Studying at Home: A How-to Guide
It’s a difficult time for us all at the moment with Coronavirus disrupting our daily lives and routines. Although it is difficult doing a degree at the best of times, this current situation has made many students feel overwhelmed as our mental, physical, and financial wellbeing appears to be constantly tested under the increasing strain of lockdown. However there are a number of best practices we should take into consideration as good methods of both keeping productive and healthy.
Managing your time effectively requires a few basic necessities to start off with. Usually at least a minor interest in what you are doing helps, along with the motivation to actually get some work done. A good night’s sleep is a vital start to hitting that motivational sweet spot. More than seven and less than ten hours is always a good measure. Next, designate a study area that you can work at effectively. Studies have shown that working in areas where you also do other activities such as napping (bed) playing video games (sofa) or watching YouTube videos (toilet) have a bad effect on your ability to do real work, also vice versa, those places you once identified as the fun zone quickly turn into the spreadsheets and theory station which will make it harder to relax in those areas.
Many people have the “Right Time” that they can work at, night owls who love to work into the wee hours of the morning or early birds who wake up energised. It changes depending on the person, but find out what time of the day you have that burst of energy and tailor that time as your work second, minute, or hour. My own method is to do at least an hour of work a day. That may not be much but a good productive hour can be more useful than five hours of daydreaming just looking at a textbook and not actually doing anything.
Procrastination and distraction are prevalent at the moment but even a little bit of planning and organization can ensure you don’t use the entirety of your lockdown wasting away on Netflix (as we all have done before). A great way of keeping your mental health above water is by performing at least half an hour of exercise per day whether it is jogging, walking, or (for the less inclined) star jumps in your room.

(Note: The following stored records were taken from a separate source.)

PR #1914, opened 2021-10-02
Fix Redis Cluster issue during roll outs of new nodes with same addr

pfreixes:
This issue was surfaced in a Cloud Provider solution that used for
rolling out new nodes using the same address (hostname) of the nodes
that will be replaced in a Redis Cluster, while the former ones once
depromoted as Slaves would continue in service during some mintues
for redirecting traffic.

The solution basically identifies when the connection could be stale
since a MOVED response will be returned using the same address (hostname)
that is being used by the connection. At that moment we consider the
connection as no longer usable forcing to recycle the connection.

### DIFF
--- a/error.go
+++ b/error.go
@@ -83,6 +83,8 @@ func isBadConn(err error, allowTimeout bool, addr string) bool {
 			// of the connection. Force a DNS resolution when all connections
 			// of the pool are recycled
 			return true
+		} else {
+			return false
 		}
 	}
 
--- a/error.go
+++ b/error.go
@@ -65,7 +65,7 @@ func isRedisError(err error) bool {
 	return ok
 }
 
-func isBadConn(err error, allowTimeout bool) bool {
+func isBadConn(err error, allowTimeout bool, addr string) bool {
 	switch err {
 	case nil:
 		return false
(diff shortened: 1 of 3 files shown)


pfreixes:
Ill investigate why some tests are failing ...

error.go
```diff
@@ -74,9 +74,16 @@ func isBadConn(err error, allowTimeout bool) bool {
...
+		if isReadOnlyError(err) {
+			// Close connections in read only state in case domain addr is used
+			// and domain resolves to a different Redis Server. See #790.
+			return true
+		} else if isMovedSameConnAddr(err, addr) {
+			// Close connections when we are asked to move to the same addr
+			// of the connection. Force a DNS resolution when all connections
+			// of the pool are recycled
+			return true
+		}
```
vmihailenco, line 86: Replace `else if` with `else` and add `return false` as a final clause.

error.go
```diff
@@ -74,9 +74,16 @@ func isBadConn(err error, allowTimeout bool) bool {
...
-		// and domain resolves to a different Redis Server. See #790.
-		return isReadOnlyError(err)
+		if isReadOnlyError(err) {
+			// Close connections in read only state in case domain addr is used
+			// and domain resolves to a different Redis Server. See #790.
+			return true
+		} else if isMovedSameConnAddr(err, addr) {
+			// Close connections when we are asked to move to the same addr
+			// of the connection. Force a DNS resolution when all connections
+			// of the pool are recycled
```
vmihailenco, line 84: Thanks for the comment!

error.go
pfreixes: Moved to a switch, hope that this also fixes the broken tests.

vmihailenco:
Thanks :+1:

pfreixes:
Any chance to have a bugfix release version?

vmihailenco:
Sure, I will push 8.11.4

It’s amazing how better you can feel about the world around you when you get some oxygen flowing through you. Alternatively have a shower, that’s an even faster way of waking you up. Perhaps divide your workflow up into a variety of tasks so the mundane is less life-threateningly boring and treat yourself now again for finishing off that big project or nailing that maths quiz with a takeaway or chocolate.
Thankfully, my lecturers at the University of Derby have been more than helpful ensuring my education isn’t hindered by current matters and I still feel ready more than ever to join the real world work force next year after third year. I never felt alone or under-prepared and it is thanks to the above-and-beyond service of the support staff and their unending commitment. Many universities have also implemented a non-detriment policy in which students will at least obtain their average grade so far in the year or with a better grade depending on results. This is to make sure those hit worse due to COVID-19 won’t be disadvantaged against their peers and this is a great step to ensuring an easy transition between the academic years.
An upshot of the current situation is that a lot of us have a considerable amount of free time that has opened many up to pursue a forgotten or old passion. For me, piano and drawing have been at the top of my list and you’ll be pleased to hear I’ve learnt three blind mice almost masterfully.
Remote study is something we all have been dealing with. Between the awkward pauses, freezing issues, and dodgy connections, it is commendable that lecturers keep to their promise of teaching and set up their own cameras, microphones, and lesson plans for us all, keeping our minds occupied (if only for a few hours a day). This immediate and reactionary digital take-over of the education system will surely be echoed long after this virus has ended and it is thanks to all of those awkward pauses, freezing issues, and dodgy connections that we still have an education to cheer on.